The introduction of China’s “personal pension” system may have an impact on the real exchange rates under the conditions of an open economy. Real exchange rates measure the relative value of goods and services between two countries, taking into account inflation.
One potential impact is that the personal pension system could lead to an increase in domestic savings in China. This would increase the supply of loanable funds, shifting the supply curve for loanable funds to the right. As a result, interest rates would decrease, making domestic investment more attractive and increasing aggregate demand.
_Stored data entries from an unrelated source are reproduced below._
Issue #3993, opened 2024-02-06
Allow overriding how fatal errors are printed


fredfp:
The handling of some uncaught fatal errors can be customized by overriding `cats.effect.IOApp.reportFailure`.

However, such customization is currently not possible in many cases (all usages of `java.lang.Throwable.printStackTrace()`, for example [here](https://github.com/typelevel/cats-effect/pull/3008)).

Would it be possible to handle similar situations like in the fs2 reactive-streams integration [here](https://github.com/typelevel/fs2/blob/08cb8d41738833d2a5fa327eeed071f2bc19daa4/reactive-streams/src/main/scala/fs2/interop/reactivestreams/StreamSubscriber.scala#L147) i.e., by using (if defined) java thread's default `UncaughtExceptionHandler`?

This would allow one to redirect uncaught errors to a custom logger, so that it gets properly ingested in a logging stack/system.

djspiewak:
I think there are only a couple areas (at the edge of the world, basically) where we forcibly print the stack trace. In most cases, we rely on `ExecutionContext#reportFailure`, which defaults to delegating to `IOApp#reportFailure`, which can be overridden to whatever you want. I think it would be totally reasonable to swap these last `printStackTrace()`s for `reportFailure` on the `IORuntime#compute` executor, which would link all of the machinery back together again.

fredfp:
Usual failure reporter (i.e., `ExecutionContext#reportFailure`) have the following signature: `Throwable => Unit`, whereas for `IOApp#reportFailure` it is `Throwable => IO[Unit]`. Did you have that in mind in your comment above?

I also wouldn't rely on (or require) an IOApp instance to be available and in scope.

Wouldn't it be better to do it the other way round? i.e., rely on an `UncaughtExceptionHandler`, and call it from everywhere (via `ExecutionContext#reportFailure`) and from `IOApp#reportFailure`'s default implementation?

djspiewak:
> Usual failure reporter (i.e., ExecutionContext#reportFailure) have the following signature: Throwable => Unit, whereas for IOApp#reportFailure it is Throwable => IO[Unit]. Did you have that in mind in your comment above?

[...]

PR #4010, opened 2024-02-19
Add setters for the failure and starvation reporters in IOApp

BalmungSan:
As promised in **Discord**.
c.c. @armanbilge @djspiewak 

-----

I will fix tests if we decide to move forward with this approach.
For now, I am more interested in gathering feedback about the proposal.

### DIFF
--- a/core/native/src/main/scala/cats/effect/IOApp.scala
+++ b/core/native/src/main/scala/cats/effect/IOApp.scala
@@ -146,6 +146,14 @@ trait IOApp {
 
   private[this] var _runtime: unsafe.IORuntime = null
 
+  @volatile
+  private[this] var _failureReporter: Throwable => IO[Unit] =
+    err => IO.consoleForIO.printStackTrace(err)
+
+  @volatile
+  private[this] var _onCpuStarvationReporter: CpuStarvationWarningMetrics => IO[Unit] =
+    metrics => onCpuStarvationWarn(metrics)
+
   /**
    * The runtime which will be used by `IOApp` to evaluate the [[IO]] produced by the `run`
    * method. This may be overridden by `IOApp` implementations which have extremely specialized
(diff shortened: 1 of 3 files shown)


core/native/src/main/scala/cats/effect/IOApp.scala
```diff
@@ -167,12 +174,57 @@ trait IOApp {
    */
   protected def runtimeConfig: unsafe.IORuntimeConfig = unsafe.IORuntimeConfig()
 
+  // Currently unused!
+  private def reportFailure(err: Throwable): IO[Unit] =
+    IO(_failureReporter).flatMap(_.apply(err))
```
BalmungSan, line 179: `IORuntime.createEventLoop` does not receive a `reportFailure` argument.
Thus, I guess **native** either doesn't have this problem or the reporting functionality has not been implemented yet. I am assuming the later, thus I decide to leave this ready to be called once that functionality is implemented.

core/native/src/main/scala/cats/effect/IOApp.scala
```diff
@@ -204,6 +253,12 @@ trait IOApp {
     val installed = if (runtime == null) {
       import unsafe.IORuntime
 
+      // Eventually this will be needed:
+      // reportFailure = t =>
+      //   IO(_failureReporter)
+      //     .flatMap(_.apply(t))
+      //     .unsafeRunAndForgetWithoutCallback()(runtime)
```
BalmungSan, line 260: `IORuntime.createEventLoop` does not receive a `reportFailure` argument.
Thus, I guess **native** either doesn't have this problem or the reporting functionality has not been implemented yet. I am assuming the latter, thus I decide to leave this ready to be called once that functionality is implemented.

fredfp:
As reporter of https://github.com/typelevel/cats-effect/issues/3993 I'm wondering if the starvation reporter is anything special here.

Errors are usually reported by printing to sdterr (e.g., `cats.effect.IOApp.onNonMainThreadDetected`), I was wondering if we should allow overriding the part that logs to the console/stderr (i.e., for redirection to a logger).

It is in that sense that I'm asking if starvation reporter is anything special, would it make sense to rather add (and allow overriding) something like `def reportError(error: String): IO[Unit]` and call this to report starvation, non main thread detected and other issues?

djspiewak:
I think I'm still pretty uncomfortable with this approach. I definitely agree the current API is clunky and forces users to deal with some annoying unsafety, but I'm not sure this type of blunt stateful approach is right either. Punting to 3.7 to give us more time to think about it.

This shift in demand could lead to an appreciation of China’s currency, as shown in the following graph:

In this graph, S_LF represents the supply of loanable funds and D_LF represents the demand for loanable funds. The intersection point represents the equilibrium interest rate ® and quantity of loanable funds (L). The vertical axis represents real exchange rates (e) while the horizontal axis represents net capital outflow (NCO).
An increase in savings leads to a rightward shift in S_LF from S_LF1 to S_LF2, reducing interest rates from r1 to r2. The reduction in interest rates leads to a leftward shift of NCO from NCO1 to NCO2. At this new equilibrium point, both e and L decrease.
Another potential impact is that if there is a lack of confidence in China’s pension system or concerns over government mismanagement, it could lead to capital flight out of China. This would reduce the supply of loanable funds available for domestic investment, shifting the supply curve for loanable funds to the left. As a result, interest rates would increase, making domestic investment less attractive and decreasing aggregate demand. This shift in demand could lead to a depreciation of China’s currency, as shown in the following graph:

In this graph, S_LF represents the supply of loanable funds and D_LF represents the demand for loanable funds. The intersection point represents the equilibrium interest rate ® and quantity of loanable funds (L). The vertical axis represents real exchange rates (e) while the horizontal axis represents net capital outflow (NCO).
A decrease in savings leads to a leftward shift in S_LF from S_LF1 to S_LF2, increasing interest rates from r1 to r2. The increase in interest rates leads to a rightward shift of NCO from NCO1 to NCO2. At this new equilibrium point, both e and L increase.
Overall, the impact of China’s “personal pension” system on real exchange rates will depend on various factors such as the level of confidence in the system, government policies regarding domestic investment, and international economic conditions.